The above-mentioned ultrastructural and immunohistochemical studies were conducted after injections in a half-full bladder [3,4]. A modification of the injection technique in a fully distended bladder, as suggested by Schulte-Baukloh and Knispel [1], would increase the risk of activating sensory receptors in the urothelium and suburothelial nerves. This in turn could induce detrusor contraction in an already overactive bladder and, also, increase bladder sensation and make the procedure difficult to tolerate, when being performed with local anaesthesia [6].

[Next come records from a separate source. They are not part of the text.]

PR #639, opened 2024-07-02
Try any failing tests up to 3 times to guard against network issues

robertmaynard:
## Description
rapids-cmake has seen network issues when downloading files from GitHub. We will try tests up to 3 times when they fail to validate the issue isn't a poor network. 

## Checklist

### DIFF
--- a/ci/test_cpp.sh
+++ b/ci/test_cpp.sh
@@ -35,7 +35,7 @@ EXITCODE=0
 trap "EXITCODE=1" ERR
 set +e
 
-ctest -j20 --schedule-random --repeat pass:3 --output-on-failure --no-tests=error
+ctest -j20 --schedule-random --repeat until-pass:3 --output-on-failure --no-tests=error
 
 rapids-logger "Test script exiting with value: $EXITCODE"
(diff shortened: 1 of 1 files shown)


ci/test_cpp.sh
```diff
@@ -35,7 +35,7 @@ EXITCODE=0
 trap "EXITCODE=1" ERR
 set +e
 
-ctest -j20 --schedule-random --output-on-failure --no-tests=error
+ctest -j20 --schedule-random --repeat pass:3 --output-on-failure --no-tests=error
```
bdice, line 38: Attempting to fix: https://cmake.org/cmake/help/latest/manual/ctest.1.html#cmdoption-ctest-repeat
```suggestion
ctest -j20 --schedule-random --repeat until-pass:3 --output-on-failure --no-tests=error
```

bdice:
I really want this fix since my PR #637 has been failing repeatedly due to network issues. I pushed a commit to fix a flag -- hope that's alright @robertmaynard.

bdice (approved):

Another issue raised by Schulte-Baukloh and Knispel [1] is the backflow of toxin solution from injection sites in the bladder lumen when the procedure is used in a ‘half-full’ bladder, but not in a ‘full’ bladder. However, standardisation of a ‘full bladder’ volume might be difficult even with previous urodynamics, especially in patients whose underlying neurological pathologies are not stable, e.g., those with multiple sclerosis, as opposed to a ‘half-full’ bladder volume, which has been standardised to 100 mL [2]. Furthermore, the diameter of the injection needle used to inject BTX via a rigid cystoscope has been reported to be 6 F [2], equivalent to 2 mm, whereas the needle used in the minimally invasive technique described by Harper et al.[6]. was 27 G, equivalent to only 0.36 mm. Thus, the use of such a fine injection needle should minimize the risk of toxin backflow even in a ‘half-full’ bladder.